BEGIN GIVEN ENTRIES
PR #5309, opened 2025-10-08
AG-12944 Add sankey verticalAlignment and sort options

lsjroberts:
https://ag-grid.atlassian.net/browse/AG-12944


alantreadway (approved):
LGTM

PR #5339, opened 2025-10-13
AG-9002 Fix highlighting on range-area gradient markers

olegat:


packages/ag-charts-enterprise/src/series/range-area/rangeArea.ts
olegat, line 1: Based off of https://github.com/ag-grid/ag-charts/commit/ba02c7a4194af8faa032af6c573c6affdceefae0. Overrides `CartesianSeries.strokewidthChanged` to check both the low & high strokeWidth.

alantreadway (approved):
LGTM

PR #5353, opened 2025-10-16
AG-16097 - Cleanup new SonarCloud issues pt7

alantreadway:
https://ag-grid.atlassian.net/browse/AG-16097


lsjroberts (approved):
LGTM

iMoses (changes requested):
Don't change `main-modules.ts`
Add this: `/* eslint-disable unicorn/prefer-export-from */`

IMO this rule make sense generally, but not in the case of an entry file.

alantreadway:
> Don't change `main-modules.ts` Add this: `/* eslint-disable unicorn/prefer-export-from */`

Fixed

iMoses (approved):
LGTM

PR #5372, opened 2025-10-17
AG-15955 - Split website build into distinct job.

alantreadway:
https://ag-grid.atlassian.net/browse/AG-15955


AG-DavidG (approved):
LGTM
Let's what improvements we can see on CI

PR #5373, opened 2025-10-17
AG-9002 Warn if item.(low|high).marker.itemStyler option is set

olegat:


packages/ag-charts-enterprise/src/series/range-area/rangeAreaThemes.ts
END GIVEN ENTRIES
BEGIN GIVEN ENTRIES
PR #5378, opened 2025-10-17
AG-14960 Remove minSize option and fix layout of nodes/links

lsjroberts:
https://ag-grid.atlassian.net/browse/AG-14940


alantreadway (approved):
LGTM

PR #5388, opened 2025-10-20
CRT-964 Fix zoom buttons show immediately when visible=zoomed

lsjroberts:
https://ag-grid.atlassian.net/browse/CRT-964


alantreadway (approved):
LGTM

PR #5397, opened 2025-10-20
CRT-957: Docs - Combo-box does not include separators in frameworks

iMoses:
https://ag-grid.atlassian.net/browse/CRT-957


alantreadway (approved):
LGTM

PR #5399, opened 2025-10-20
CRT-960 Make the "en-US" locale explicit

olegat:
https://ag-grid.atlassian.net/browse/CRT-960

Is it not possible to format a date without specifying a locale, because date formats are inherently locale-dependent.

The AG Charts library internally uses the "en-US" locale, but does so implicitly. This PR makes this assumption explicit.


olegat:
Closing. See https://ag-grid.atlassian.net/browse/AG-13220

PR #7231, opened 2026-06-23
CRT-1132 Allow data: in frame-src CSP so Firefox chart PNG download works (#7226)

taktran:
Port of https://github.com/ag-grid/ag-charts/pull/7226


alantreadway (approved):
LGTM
END GIVEN ENTRIES
BEGIN GIVEN ENTRIES
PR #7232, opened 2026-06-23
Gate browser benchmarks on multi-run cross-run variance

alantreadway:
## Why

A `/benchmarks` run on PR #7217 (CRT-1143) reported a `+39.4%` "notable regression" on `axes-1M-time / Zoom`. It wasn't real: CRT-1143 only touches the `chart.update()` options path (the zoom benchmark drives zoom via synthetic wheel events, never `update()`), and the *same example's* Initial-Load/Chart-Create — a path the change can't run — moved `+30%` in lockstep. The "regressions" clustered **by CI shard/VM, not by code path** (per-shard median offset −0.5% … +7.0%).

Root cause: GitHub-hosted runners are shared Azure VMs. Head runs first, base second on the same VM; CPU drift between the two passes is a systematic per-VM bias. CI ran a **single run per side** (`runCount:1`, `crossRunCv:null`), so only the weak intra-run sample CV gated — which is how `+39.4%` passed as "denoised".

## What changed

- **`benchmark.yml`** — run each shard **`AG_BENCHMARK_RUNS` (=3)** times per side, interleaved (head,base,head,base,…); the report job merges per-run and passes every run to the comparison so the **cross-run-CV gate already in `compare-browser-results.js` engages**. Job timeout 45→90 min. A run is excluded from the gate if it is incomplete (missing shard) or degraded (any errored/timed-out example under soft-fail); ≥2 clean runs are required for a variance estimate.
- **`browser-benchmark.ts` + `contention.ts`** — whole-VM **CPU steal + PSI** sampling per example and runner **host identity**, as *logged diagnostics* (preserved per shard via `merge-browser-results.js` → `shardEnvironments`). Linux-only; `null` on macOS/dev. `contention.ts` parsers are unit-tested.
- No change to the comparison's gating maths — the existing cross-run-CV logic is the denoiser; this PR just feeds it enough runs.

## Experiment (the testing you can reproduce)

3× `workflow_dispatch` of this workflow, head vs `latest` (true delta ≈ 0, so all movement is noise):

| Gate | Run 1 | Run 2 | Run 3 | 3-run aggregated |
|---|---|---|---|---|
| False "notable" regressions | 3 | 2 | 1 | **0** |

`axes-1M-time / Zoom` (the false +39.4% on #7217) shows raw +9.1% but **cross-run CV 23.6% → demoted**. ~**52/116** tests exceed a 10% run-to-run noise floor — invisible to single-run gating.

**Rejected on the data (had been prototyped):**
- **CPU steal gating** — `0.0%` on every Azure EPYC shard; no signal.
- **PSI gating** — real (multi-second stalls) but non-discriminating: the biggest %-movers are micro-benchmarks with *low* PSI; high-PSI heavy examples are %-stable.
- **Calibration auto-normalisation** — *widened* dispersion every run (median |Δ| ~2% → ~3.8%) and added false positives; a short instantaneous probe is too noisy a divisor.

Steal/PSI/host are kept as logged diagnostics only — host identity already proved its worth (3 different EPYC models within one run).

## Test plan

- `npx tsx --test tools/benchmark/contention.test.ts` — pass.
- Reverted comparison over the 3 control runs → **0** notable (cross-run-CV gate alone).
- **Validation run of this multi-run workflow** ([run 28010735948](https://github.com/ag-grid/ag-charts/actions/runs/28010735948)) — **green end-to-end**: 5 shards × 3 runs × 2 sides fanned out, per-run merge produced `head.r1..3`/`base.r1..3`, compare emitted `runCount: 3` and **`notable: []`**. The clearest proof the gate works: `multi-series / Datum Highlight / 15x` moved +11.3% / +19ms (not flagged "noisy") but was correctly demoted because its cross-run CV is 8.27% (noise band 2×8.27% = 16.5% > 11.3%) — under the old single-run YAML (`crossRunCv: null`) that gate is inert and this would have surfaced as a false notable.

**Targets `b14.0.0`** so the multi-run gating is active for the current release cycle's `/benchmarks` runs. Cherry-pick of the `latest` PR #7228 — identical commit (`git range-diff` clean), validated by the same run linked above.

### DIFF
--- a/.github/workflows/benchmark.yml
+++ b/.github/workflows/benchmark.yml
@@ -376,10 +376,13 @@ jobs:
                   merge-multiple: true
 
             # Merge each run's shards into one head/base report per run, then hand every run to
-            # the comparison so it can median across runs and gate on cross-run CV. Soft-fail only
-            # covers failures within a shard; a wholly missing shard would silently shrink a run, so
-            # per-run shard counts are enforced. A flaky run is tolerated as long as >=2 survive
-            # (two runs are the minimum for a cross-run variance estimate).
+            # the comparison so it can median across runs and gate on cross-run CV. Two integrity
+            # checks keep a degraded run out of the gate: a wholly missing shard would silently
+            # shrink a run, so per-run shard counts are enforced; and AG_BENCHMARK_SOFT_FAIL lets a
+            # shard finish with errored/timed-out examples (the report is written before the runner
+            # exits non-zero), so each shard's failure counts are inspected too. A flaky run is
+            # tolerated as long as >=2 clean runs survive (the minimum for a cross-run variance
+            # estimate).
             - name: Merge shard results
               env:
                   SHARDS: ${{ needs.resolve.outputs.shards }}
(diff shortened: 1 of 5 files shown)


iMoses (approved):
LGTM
END GIVEN ENTRIES
DESCRIPTION OF THE TASK :: All lines in the listing above between the line with "PR #5309, opened 2025-10-08" and the line with "packages/ag-charts-enterprise/src/series/range-area/rangeArea.ts", inclusive, should be set down exactly, and no line outside that range.

RESULT FOR THIS TASK ::
PR #5309, opened 2025-10-08
AG-12944 Add sankey verticalAlignment and sort options

lsjroberts:
https://ag-grid.atlassian.net/browse/AG-12944


alantreadway (approved):
LGTM

PR #5339, opened 2025-10-13
AG-9002 Fix highlighting on range-area gradient markers

olegat:


packages/ag-charts-enterprise/src/series/range-area/rangeArea.ts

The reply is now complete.